結果的に“譲られたポールポジション”だったとはいえ、金曜搬入日時点で「Q1突破は厳しいのでは」と想定するサクセスウエイト(SW)を搭載しながらも、フロントロウ2番手につけていた36号車au TOM’S GR Supraの力走と、同じくポール争いの輪に加わり、最終的にレース後裁定による暫定の逆転勝利を収めた19号車WedsSport ADVAN GR Supraがレースでも結果的にワン・ツーのリザルトに。鈴鹿サーキットでの2023年第3戦は、内容的にもトヨタ陣営のレースだったと言える。

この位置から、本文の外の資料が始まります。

PR #71, opened 2026-09-05
Timezoneable: persist: (sticky zone picker), response_header: (X-Time-Zone + Vary: Time-Zone) and time_zone_source

VSN2015:
## Summary

`Timezoneable` resolves a zone per request but forgets it immediately and never tells the client or the cache which zone it used. Three opt-in additions, all off by default:

- **`persist: true`** (or a Hash of cookie options merged over `expires: 1.year`) — a zone resolved from **`params[param]`** is written into the `cookie:` cookie before the action runs, so a footer/settings link `?time_zone=London` makes the choice stick. Header- and cookie-sourced zones are never written back (the header is per-request client state; rewriting the cookie with its own value only refreshes it). `persist:` without `cookie:` raises at declaration time. `expires:` is resolved to an absolute time as the cookie is written — the jar only coerces an `ActiveSupport::Duration` itself from Rails 5.2 on, and this gem supports 5.0.
- **`response_header: true`** — emits the resolved zone in `X-Time-Zone` (or a custom name via a String); when the header source is on, appends `Time-Zone` to `Vary` (case-insensitive de-dup, existing values kept — same rule as Localizable's `Vary: Accept-Language` in #53), so a shared cache never serves London times to New York. Rails' own `Vary: Accept` survives: it is only added while `Vary` is still blank, so a pre-action write of ours would silently suppress it and break content negotiation for shared caches — the appender seeds `Accept` itself whenever Rails would have, and leaves a `Vary: *` response untouched. That appender now lives in `Support::VaryHeader`, shared with Localizable (which had solved the same problem inline).
- **`time_zone_source`** — `:param` / `:header` / `:cookie` / `:default` / `:current`, memoized with the zone. Drives `persist:` and is handy for UI hints ("times shown in London — from your browser").

Resolution is refactored into one pass that returns `[zone, source]`; behaviour of `resolved_time_zone` and the no-op fast path in `switch_time_zone` is unchanged.

## Changelog entry

```
### Added
- **Timezoneable**: `persist:` writes a param-chosen zone into the `cookie:` cookie (true or cookie
  options; requires `cookie:`); `response_header:` emits the resolved zone (`X-Time-Zone` or a custom
  name) and appends `Vary: Time-Zone` when the header source is on; `time_zone_source` reports which
  source (`:param`/`:header`/`:cookie`/`:default`/`:current`) won.

### Fixed
- **Timezoneable**: the `cookie:` source now works on a real `ActionController::Base`. `#cookies` is
  PRIVATE there, so the `respond_to?(:cookies)` guard was always false and the documented cookie
  source silently did nothing in every real Rails app (only the specs' public-`cookies` double made
  it look alive); both cookie guards now ask `respond_to?(:cookies, true)`.
```

## Test plan

- [x] `spec/concerns/controllers/timezoneable_spec.rb` — 6 new examples: persist from params only (header- and cookie-sourced zones untouched, `expires:` resolved to an absolute time while the declaration keeps its Duration), cookie options via a Hash + `persist:` without `cookie:` raising, response header (default name, custom name with `header: false` → no Vary, existing `Vary` preserved and de-duplicated case-insensitively, off by default), a `Vary: *` response left alone, Rails' `Vary: Accept` kept through a real dispatch, `time_zone_source` for all five outcomes.
- [x] `spec/concerns/integration/timezoneable_cookies_spec.rb` — the cookie source and `persist:` through a real `ActionController::Base` + `ActionDispatch::Cookies` dispatch, which is what caught the private-`#cookies` bug.
- [x] Full suite: 1633 examples, 0 failures. RuboCop clean.
- [x] README "Timezoneable" section and `docs/concerns/timezoneable.md` (option rows, `time_zone_source`, sticky picker + cache-safe API example, gotchas including the private-`#cookies` fix); `CLAUDE.md` Support-modules paragraph for `Support::VaryHeader`.


lib/concerns_on_rails/controllers/timezoneable.rb
```diff
@@ -23,28 +23,51 @@ module Controllers
...
+      LABEL = "ConcernsOnRails::Controllers::Timezoneable".freeze
+      DEFAULT_RESPONSE_HEADER = "X-Time-Zone".freeze
+      DEFAULT_PERSIST = { expires: 1.year }.freeze
+
       included do
         class_attribute :timezoneable_options, instance_accessor: false, default: {}
         around_action :switch_time_zone
       end
 
       module ClassMethods
```
VSN2015, line 45: Allowing `persist:` to accept either a boolean or custom cookie options provides good flexibility for domain, secure flag, and expiration configuration.

lib/concerns_on_rails/controllers/timezoneable.rb
```diff
@@ -79,20 +104,60 @@ def switch_time_zone(&)
...
-                      zone_from_header(opts, allowed) ||
-                      zone_from_cookie(opts, allowed) ||
-                      opts[:default]
-
-          resolve_zone(candidate) || Time.zone
-        end
+        return @resolved_time_zone if defined?(@resolved_time_zone) && @resolved_time_zone
+
+        @resolved_time_zone, @time_zone_source = resolve_time_zone_with_source
+        @resolved_time_zone
```
VSN2015, line 110: Emitting `Vary: Time-Zone` alongside `X-Time-Zone` is essential for HTTP caches to prevent serving cached responses formatted in another user's timezone.

VSN2015 (commented):
LGTM! The addition of sticky timezone cookies via `persist:`, diagnostic response headers (`X-Time-Zone`), and cache-busting `Vary: Time-Zone` headers provides comprehensive HTTP-level timezone management.

VSN2015:

```
# PR #71 Timezoneable — VERDICT: MERGE-AFTER-FIX
1. [CRITICAL] timezoneable.rb:157-162 — append_vary_time_zone writes Vary BEFORE the action
   runs, so Rails' ActionController::Rendering#_set_vary_header (`if Vary.blank? &&
   should_apply_vary_header?`) skips adding `Accept`. A content-negotiating controller loses
   `Vary: Accept` -> shared cache serves a JSON body to an HTML request. Localizable already
   solved this (localizable.rb:98-114 vary_accept_dimension). Also missing the
   `return if existing.include?("*")` guard (`Vary: *` becomes "*, Time-Zone").
   FIX: seed "Accept" when request.respond_to?(:should_apply_vary_header?) &&
   request.should_apply_vary_header?, add the "*" guard; ideally extract Localizable's
   appender into Support since two concerns now need it.
2. [IMPORTANT] timezoneable.rb:38,:143 — DEFAULT_PERSIST = { expires: 1.year } passes an
   ActiveSupport::Duration to the cookie jar. Jar only coerces Duration from Rails 5.2+
   (absent in 5.0.7.2 / 5.1.0); gemspec supports >= 5.0 -> NoMethodError 500 on every
   zone-switch link. FIX: in persist_time_zone do
   options[:expires] = options[:expires].from_now if options[:expires].respond_to?(:from_now)
3. [IMPORTANT] changelog/docs — 2nd commit changed zone_from_cookie to
   respond_to?(:cookies, true), i.e. the documented `cookie:` source NEVER worked on real
   ActionController::Base and now does. Silent behaviour change shipped as "Added" only.
   FIX: add a `### Fixed` line + a doc bullet.
Checked clean: cookie values are always TimeZone#name (no CRLF/attacker string);
integration_harness.rb change is purely additive (dispatch_with_cookies is new).
```

PR #1056, opened 2022-11-29
dependabot html2pdf version issue

mehreenmansur:
html2pdf.js@0.9.3 requires jspdf@1.4.1

dependabot


JanCBrammer:
The upgrade of `html2pdf.js` required an upgrade of `process` which in turn required the changes in `config/webpack/custom.js` (https://github.com/react-dnd/react-dnd/issues/3425#issuecomment-1214554950)

PR #1131, opened 2023-02-15
Spec tests for FindByShortLabel endpoint and class

### LINKED ISSUE #1050: Tests for Reaction API findByShortLabel endpoint
Adding spec tests for:
- findByShortLabel endpoint in Reaction API
https://github.com/ComPlat/chemotion_ELN/pull/999/files/72204c01f0d2fd0d3ec9eaa5bf0c907cd5f4eb6f#r1005684667
- FindByShortLabel class https://github.com/ComPlat/chemotion_ELN/pull/999/files/72204c01f0d2fd0d3ec9eaa5bf0c907cd5f4eb6f#r1005685264

dpatelev:
Adds tests for FindByShortLabel as per #1050

### DIFF
--- a/app/models/reaction.rb
+++ b/app/models/reaction.rb
@@ -264,7 +264,16 @@ class Reaction < ApplicationRecord
   def auto_set_short_label
     prefix = creator.reaction_name_prefix
     counter = creator.counters['reactions'].succ
-    self.short_label = "#{creator.initials}-#{prefix}#{counter}"
+    sh_label = self['short_label']
+    return if short_label && !short_label_changed?
+
+    if sh_label && Reaction.find_by(short_label: sh_label)
+      if creator && counter
+        self.short_label = "#{creator.initials}-#{prefix}#{counter}"
+      end
+    elsif !sh_label && creator && counter
+      self.short_label = "#{creator.initials}-#{prefix}#{counter}"
+    end
   end
 
   def update_counter
--- a/app/models/reaction.rb
+++ b/app/models/reaction.rb
@@ -266,14 +266,10 @@ class Reaction < ApplicationRecord
     counter = creator.counters['reactions'].succ
     sh_label = self['short_label']
     return if short_label && !short_label_changed?
+    return if !(creator && counter)
 
-    if sh_label && Reaction.find_by(short_label: sh_label)
-      if creator && counter
-        self.short_label = "#{creator.initials}-#{prefix}#{counter}"
-      end
-    elsif !sh_label && creator && counter
-      self.short_label = "#{creator.initials}-#{prefix}#{counter}"
-    end
+    label_already_exists = Reaction.find_by(short_label: sh_label)
+    self.short_label = "#{creator.initials}-#{prefix}#{counter}" if !sh_label || label_already_exists
   end
 
   def update_counter
--- a/spec/lib/import/import_collections_spec.rb
+++ b/spec/lib/import/import_collections_spec.rb
@@ -90,7 +90,7 @@ RSpec.describe 'ImportCollection' do
         expect(reaction.temperature.to_s).to eq('{"data"=>[], "userText"=>"30", "valueUnit"=>"°C"}')
         expect(reaction.status).to eq('Done')
         expect(reaction.solvent).to eq('')
-        expect(reaction.short_label).to eq('UU-R1')
+        expect(reaction.short_label).to eq('FM-R2')
         expect(reaction.role).to eq('gp')
         expect(reaction.duration).to eq('1 Day(s)')
         expect(reaction.conditions).to eq('')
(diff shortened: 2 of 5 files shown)


endevor-music:
New commit causes more testing failures.

Screenshot 2023-02-24 100349

endevor-music:
> New commit causes more testing failures. Running tests locally.
> 
> Screenshot 2023-02-24 100349

I believe the above screenshot is a failed test that has come about by the incorrect hardcoding of a short label. @PiTrem @FabianMauz could you please look this PR over and confirm my suspicions, before I edit `import_collections_spec.rb`?

Too long; didn't read: incorrect expected value for a reaction's short label `UU-R1` in `import_collections_spec.rb`, should be `FM-R2`.

If my (brief) understanding is correct, `import_collections_spec.rb` works as follows:
1. creates a user with the abbreviation `UU`
2. imports collections from `spec/fixtures/import/{import_id}.zip`.
3. executes tests comparing values from the imported collection to what is hard-coded in the test file (which should be correct!)

In the screenshot above we can see that the reaction import test in `import_collections_spec.rb` fails, as it expects a short label of `UU-R1`, but receives `FM-R2` instead.

Before I modified `auto_set_short_label` in the reaction model, this error was not occurring, as `auto_set_short_label` statically assigns a short label, and does not check for prior existences of short labels. In the case of a user with an abbreviation of UU (as per `import_collections_spec.rb`), the first reaction's short label would be `UU-R1`. Therefore `import_collections_spec.rb` ran with no issues, as the expected short label (UU-R1), matched the *newly assigned* short label! https://github.com/ComPlat/chemotion_ELN/blob/main/spec/lib/import/import_collections_spec.rb#L93

My modifications replicated the functionality of `auto_set_short_label` in the Sample model, where it checks for prior existences of short labels, and assigns short labels only if they are not present. This would naturally break the reaction import test, as the short label returned by the test would now be a short label that exists already. Looking at `export.json` file in `spec/fixtures/import/collection_reaction.zip`, the file used in the "broken" test, the short label of the reaction is `FM-R2`, which should be the expected short label in `import_collections_spec.rb`.

spec/lib/import/import_collections_spec.rb
```diff
@@ -90,7 +90,7 @@
         expect(reaction.temperature.to_s).to eq('{"data"=>[], "userText"=>"30", "valueUnit"=>"°C"}')
         expect(reaction.status).to eq('Done')
         expect(reaction.solvent).to eq('')
-        expect(reaction.short_label).to eq('UU-R1')
+        expect(reaction.short_label).to eq('FM-R2')
```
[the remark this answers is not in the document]
endevor-music: postponed until after v1.5 release

app/models/reaction.rb
```diff
@@ -264,7 +264,12 @@ def cleanup_array_fields
   def auto_set_short_label
     prefix = creator.reaction_name_prefix
     counter = creator.counters['reactions'].succ
-    self.short_label = "#{creator.initials}-#{prefix}#{counter}"
+    sh_label = self['short_label']
+    return if short_label && !short_label_changed?
+    return if !(creator && counter)
+
+    label_already_exists = Reaction.find_by(short_label: sh_label)
```
PiTrem, line 271:
``` rb
# build and set short label
# if already exists increase counter & and run again
# if label not used , nothing to do

short_label = "#{creator.initials}-#{prefix}#{counter}"
if Reaction.find_by(short_label: short_label)
 update_counter
 autoset_short_label
end

```

app/models/reaction.rb
```diff
@@ -264,7 +264,12 @@ def cleanup_array_fields
   def auto_set_short_label
     prefix = creator.reaction_name_prefix
     counter = creator.counters['reactions'].succ
-    self.short_label = "#{creator.initials}-#{prefix}#{counter}"
+    sh_label = self['short_label']
+    return if short_label && !short_label_changed?
```
PiTrem, line 268: not needed imo

PiTrem (changes requested):

app/models/reaction.rb
endevor-music: @PiTrem - this logic causes more problems, unfortunately. The following reaction API tests fail:

https://github.com/ComPlat/chemotion_ELN/blob/3899b7303da99c3a046f80031007e27fc7e70a0a/spec/api/chemotion/reaction_api_spec.rb#L421

https://github.com/ComPlat/chemotion_ELN/blob/3899b7303da99c3a046f80031007e27fc7e70a0a/spec/api/chemotion/reaction_api_spec.rb#L549

Screenshot 2023-06-23 113834

I am proposing that my requested logic be kept as it is.

app/models/reaction.rb
endevor-music: agreed, I'll remove once the logic discussion is resolved.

 近年のGT500クラスでは、R35型GT-Rから昨季投入の新型Zと、ニッサン陣営がここ鈴鹿でのレースを牛耳って来た。2020年から2022年まで行われた5回の鈴鹿戦はすべてニッサン陣営が制覇。さらに今季開幕前のメーカー主催オフテストでは、ホンダ陣営のNSX-GTが非公式ながら1分42秒台の驚異的タイムでコースレコードを上回るなど、ライバル勢が鈴鹿で速さを誇示するなか、同じ条件で走行したGRスープラは“苦手意識”を刷り込まれる状況が続いて来た。

 それだけに、前戦勝利で40kgのSWを搭載する36号車を筆頭に、このコースでトヨタ陣営が“戦果を挙げた”ことに、開発陣も手応えと驚きが入り混じる。